Мы с Йоси жили сначала у Эли, пока я нашла работу, устроилась и все такое, я работала в отеле, в бухгалтерии, два или три года, а потом Арье нашел мне место получше, Арье — тот очень изменился, до войны из него слова было не вытянуть, а теперь стал просто болтуном, рассказывал множество приключений, выставляя себя героем, поначалу я расспрашивала его о местах, о людях, но он уходил от ответа и перескакивал на другую историю, глядя перед собой неподвижным взглядом, с застывшей улыбкой, как будто сам не вполне верил в эти истории, но все-таки рассказывал их, и я, как все, мало-помалу тоже перестала ему верить, потому что, как бы то ни было, одно могу сказать наверняка: ноги его никогда не было в Израиле, который он описывает примерно как Марракеш из голливудского фильма, и к тому же страна-то маленькая, я непременно должна была если не встретить его, то хотя бы слышать о нем, но коль скоро он не был ни партизаном в Чехословакии, ни боевиком Штерна[10], что же он делал все эти годы? Откуда у него этот лихорадочный взгляд, этот постоянный страх? Да, это тот же страх, что сидел в Гади, и та же манера напрягать спину и затылок, но если у Гади это длилось обычно мгновения, секунду или две, не больше, то Арье после войны был всегда таким! Арье прошел войну, сражения или что-то столь же ужасное, если не хуже! Я это чувствую всякий раз, когда он говорит, всякий раз, как встречаюсь с ним взглядом.

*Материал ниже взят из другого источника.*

PR #4885, opened 2024-11-12
Query: Fixes (workaround) for query plan issue where placeholder index does not start at zero

neildsh:
## Description

During query plan generation, we were using the loop index index over order by expressions as the index for placeholders within component queries. However, VectorDistance expressions do not require placeholders. As a result the output placeholder indexes may not always start at 0. The fix for this is currently in PR on the gateway.

We are putting this workaround in the SDK until the gateway fix is deployed.

## Type of change

### DIFF
--- a/Microsoft.Azure.Cosmos/src/Query/Core/Pipeline/CrossPartition/HybridSearch/HybridSearchCrossPartitionQueryPipelineStage.cs
+++ b/Microsoft.Azure.Cosmos/src/Query/Core/Pipeline/CrossPartition/HybridSearch/HybridSearchCrossPartitionQueryPipelineStage.cs
@@ -366,7 +366,7 @@ namespace Microsoft.Azure.Cosmos.Query.Core.Pipeline.CrossPartition.HybridSearch
             List<QueryInfo> rewrittenQueryInfos = new List<QueryInfo>(queryInfos.Count);
             foreach (QueryInfo queryInfo in queryInfos)
             {
-                QueryInfo rewrittenQueryInfo = RewriteOrderByQueryInfo(queryInfo, statistics);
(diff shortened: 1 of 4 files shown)


Microsoft.Azure.Cosmos/src/Query/Core/Pipeline/CrossPartition/HybridSearch/HybridSearchCrossPartitionQueryPipelineStage.cs
```diff
@@ -665,6 +667,33 @@ private static string FormatComponentQueryText(string format, GlobalFullTextSear
...
+
+            int statisticsIndex = 0;
+            for (int componentIndex = 0; componentIndex < componentCount; ++componentIndex)
+            {
+                string totalWordCountPlaceholder = string.Format(Placeholders.FormattableTotalWordCount, componentIndex);
+                string hitCountsArrayPlaceholder = string.Format(Placeholders.FormattableHitCountsArray, componentIndex);
+
+                if (query.IndexOf(totalWordCountPlaceholder) == -1)
+                {
+                    continue;
```
adityasa, line 682: Consider asserting 
query.IndexOf(hitCountsArrayPlaceHolder) == -1
for readability/code consistency.

adityasa (approved):
:shipit:

Microsoft.Azure.Cosmos/src/Query/Core/Pipeline/CrossPartition/HybridSearch/HybridSearchCrossPartitionQueryPipelineStage.cs
neildsh: This is the workaround for the query plan placeholder index issue, so we need this here.

sc978345 (approved):

kundadebdatta (approved):

PR #4896, opened 2024-11-18
[Client encryption]: Fixes missing files errors at time of nuget publishing.

aavasthy:
# Pull Request Template

## Description

Updated the Microsoft.Azure.Cosmos.Encryption package and  Microsoft.Azure.Cosmos.Encryption.Custom package so as to fix missing icon.png and license.txt errors when publishing these packages locally.

## Type of change
Below the are the errors the project throws while publishing the nuget package.
image
image

After the fix is implemented the nuget package publishes successfully.
image
image

## Closing issues


Microsoft.Azure.Cosmos.Encryption.Custom/src/LICENSE.txt
```diff
@@ -0,0 +1,42 @@
...
+For users of this code who wish to consume it under the "BSD" license
+rather than under the public domain or CC0 contribution text mentioned
+above, the code found under this directory is *also* provided under the
+following license (commonly referred to as the BSD 2-Clause License). This
+license does not detract from the above stated release of the code into
+the public domain, and simply represents an additional license granted by
+the Author.
+
+-----------------------------------------------------------------------------
+** Beginning of "BSD 2-Clause License" text. **
```
Pilchie, line 15: Most Microsoft Open Source code uses the MIT license, as does the main repo?  Why are we using this hybrid of the BSD-2, and CC0?

Also, assuming we can move to MIT, I think you can use a [`PackageLicenseExpression`](https://learn.microsoft.com/en-us/nuget/reference/msbuild-targets#packing-a-license-expression-or-a-license-file) instead of file.

Pilchie (changes requested):

Microsoft.Azure.Cosmos.Encryption.Custom/src/LICENSE.txt
aavasthy: I have added the same License.txt that we have in main repo https://github.com/Azure/azure-cosmos-dotnet-v3/blob/master/Microsoft.Azure.Cosmos/src/OSS/HdrHistogram/LICENSE.txt
But I can update it to using PackageLicenseExpression if that is recommended.
<PropertyGroup>
    <PackageLicenseExpression>MIT</PackageLicenseExpression>
</PropertyGroup>

Pilchie: That is specific to that subdirectory where we pulled in the source from an external OSS library.  The main license is [MIT](https://github.com/Azure/azure-cosmos-dotnet-v3/blob/master/LICENSE).

I think we should use PackageLicenseExpression with MIT as the value.

aavasthy: Updated the file reference and using the main license file now and referencing it in the way it is being referenced in the main project (using  PackageLicenseFile).

Microsoft.Azure.Cosmos.Encryption/src/Microsoft.Azure.Cosmos.Encryption.csproj
```diff
@@ -28,11 +27,19 @@
...
     <AdditionalFiles Include="..\..\Microsoft.Azure.Cosmos\src\stylecop.json" Link="stylecop.json" />
   </ItemGroup>
-	
+
   <ItemGroup Condition=" '$(SdkProjectRef)' != 'True' AND '$(IsPreview)' != 'True' ">
     <PackageReference Include="Microsoft.Azure.Cosmos" Version="[3.35.4,3.37.0]" />
   </ItemGroup>
 
+  <ItemGroup>
+    <None Include="icon.png" Pack="true" PackagePath="\" />
```
Pilchie, line 36: Do we have a shared one of these that we can use instead of adding two identical versions?

aavasthy: I updated and kept the file outside in the common so that all three projects can refer it.

NaluTripician (approved):

ananth7592 (approved):
nit: Does the icon.png at line number 30 also needs to be changed to this new path https://github.com/Azure/azure-cosmos-dotnet-v3/blob/master/Microsoft.Azure.Cosmos/src/Microsoft.Azure.Cosmos.csproj#L30 ?

aavasthy:
> nit: Does the icon.png at line number 30 also needs to be changed to this new path https://github.com/Azure/azure-cosmos-dotnet-v3/blob/master/Microsoft.Azure.Cosmos/src/Microsoft.Azure.Cosmos.csproj#L30 ?

PackagePath="" places the Icon.png file at the root of the package so that is why the <PackageIcon> value does not need to change in this case.

PR #4899, opened 2024-11-20
Remove unnecessary package dependencies.

teo-tsirpanis:
# Pull Request Template

## Description

This PR removes three package dependencies from the `Microsoft.Azure.Cosmos` project. These are very old packages and not needed when targeting .NET Standard 2.0+; in fact they bring in dozens of unnecessary transitive dependencies and significantly increase the total download size.

## Type of change

## Closing issues


Pilchie:
Note that removing these is a (very small) source breaking change. If some downstream consumer relied on the fact that we brought them in, they will have to update their own projects to reference these instead.

Not saying we shouldn't do it, just that we should document it clearly in release notes, and not do it in a patch release.

NaluTripician:
Hi @teo-tsirpanis, thank you for the contribution! This PR has been idle for ~413 days. Is this change still needed on your side? Flagging for SDK-team triage as part of an open-PR cleanup pass — we'd like to give you a clear yes/no rather than let it sit.

teo-tsirpanis:
Looks like it's already done in #5386. Thanks!

PR #4652, opened 2024-08-23
[Internal] Binary Encoding: Adds Binary Encoding Support for Point Operations

kundadebdatta:
# Pull Request Template

# Description

This PR introduces binary encoding support on request and responses for different Point operations.

## What is Binary Encoding?

As the name suggests, binary encoding is a encoding mechanism through which the request payload will be encoded to binary first and sent to backend for processing. Decoding to Text will happen on the response path. The biggest benefit of binary encoding is to reduce cost on backend storage which helps to reduce the overall COGS.

## Scope

The point operations that are currently in and out of scope for binary encoding are given below in tabular format:

| Operations Currently in Scope| Operations Currently Out of Scope| Reason for Out of Scope|
| --- | --- | --- |
| `CreateItemAsync()` | `PatchItemAsync()` | Operation Currently not Supported in BE
| `CreateItemStreamAsync()` | `PatchItemStreamAsync()` | Operation Currently not Supported in BE
| `ReadItemAsync()` | `TransactionalBatches` | Operation Currently not Supported in BE
| `ReadItemStreamAsync()` | `Bulk APIs` | Operation Currently not Supported in BE
| `UpsertItemAsync()` |  | |
| `UpsertItemStreamAsync()` |  | |
| `RepalceItemAsync()` |  | |
| `ReplaceItemStreamAsync()` |  | |
| `DeleteItemAsync()` |  | |
| `DeleteItemStreamAsync()` |  | |

## How to Enable Binary Encoding?

This PR introduces a new environment variable `AZURE_COSMOS_BINARY_ENCODING_ENABLED` to opt-in or opt-out the binary encoding feature on demand. Setting this environment variable to `True` will enable Binary encoding support.

## How Binary Encoding has been Achieved?

The binary encoding in the .NET SDK has been divided into two parts which are applicable differently for `ItemAsync()` and `ItemStreamAsync()` apis. The details are given below:

- **`ItemAsync()` APIs:** Currently the `CosmosJsonDotNetSerializer` has been refactored to read and write the binary bits directly into the stream. This reduces any conversion of the text stream to binary and vice versa and makes the serialization and de-serialization process even faster.

[...]

PR #4901, opened 2024-11-22
[Internal] Binary Encoding: Fixes Performance Regression

kundadebdatta:
# Pull Request Template

## Description

Recently during our v3 sdk CI rolling runs, we observed some performance regressions on the `ItemStreamAsync()` APIs. They regressed beyond 5%.

image

Upon doing further investigation, we figured out that during the non-binary flow, we end up converting the incoming stream into `CloneableStream` which might be the reason for this regression. Please note that the reason this was not caught during the [original version of the binary encoding PR](https://github.com/Azure/azure-cosmos-dotnet-v3/pull/4652) was that the performance test used to capture the benchmark for the original PR, was targeted a real cosmos container, where for the CI runs, we use our mocked containers.

This PR skips `CloneableStream` conversation for non-binary encoding flow.

With the above change in place, our CI builds started passing:

image

## Type of change

## Closing issues


Microsoft.Azure.Cosmos/src/Resource/Container/ContainerCore.Items.cs
```diff
@@ -924,9 +924,14 @@ private async Task<ResponseMessage> ProcessItemStreamAsync(
             string resourceUri = this.GetResourceUri(requestOptions, operationType, itemId);
 
             // Convert Text to Binary Stream.
-            streamPayload = CosmosSerializationUtil.TrySerializeStreamToTargetFormat(
-                targetSerializationFormat: ContainerCore.GetTargetRequestSerializationFormat(),
-                inputStream: streamPayload == null ? null : await StreamExtension.AsClonableStreamAsync(streamPayload));
+            if (ConfigurationManager.IsBinaryEncodingEnabled())
```
Pilchie, line 927: Below (on line 950) it seems to use a different condition to indicate that Binary Serialization should be used.  Should those conditions line up?

kundadebdatta: Thanks for pointing this out @Pilchie! The idea was, in the response path, when we try to convert binary back to text, we should convert unconditionally (expect either - **a)** explicitly requested as binary OR **b)** the response is meant for `ItemAsync()` APIs). That would imply that when we produce a response, the content format is always in **Text**.

This is the reason we did not wanted to wrap that in an `if` condition. However, it is highly unlikely that a binary response would be returned from backend, when binary encoding is not enabled in SDK.

kirankumarkolli (approved):

aavasthy (approved):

Нет, из двоих моих братьев только Эли остался прежним, его война не сломала, но он слишком глуп, такие не ломаются, все думают, будто Эли — ума палата, он и сам так думает, он ведь прочел все мыслимые книги по психологии, социологии, экономике, у него всегда наготове целый запас мудрых фраз, ученых слов, которые он вам выкладывает, даже если вы ничего об этом знать не хотите, но никто меня не разубедит, что он глуп, — так о чем бишь я? — ах да, пока нашла работу, устроилась, устроила Йоси, два года я прожила разведенкой, ни единого романчика, даже не спала ни с кем, ни-ни, потому что такие вещи не очень в ходу были в Бельгии 50-х, и я уж думала, что так и буду век вековать в одиночестве, но тут встретила Ришара.
Сначала он показался мне некрасивым, Ришар, рот у него был тонкий, почти безгубый, лицо длинное, подбородок галошей, зато голос ласковый, даже завораживающий, так бы слушала его и слушала, и поначалу я воспринимала отдельно голос и лицо, не могла совместить их в одном человеке, то смотрела, то слушала, точно эта, эта — как бишь это называется? — пока вдруг однажды не поняла, что он красивый, а это очень важно, ведь человек, с которым живешь, должен быть красив для тебя, даже если объективно он некрасив и особенно если некрасив объективно.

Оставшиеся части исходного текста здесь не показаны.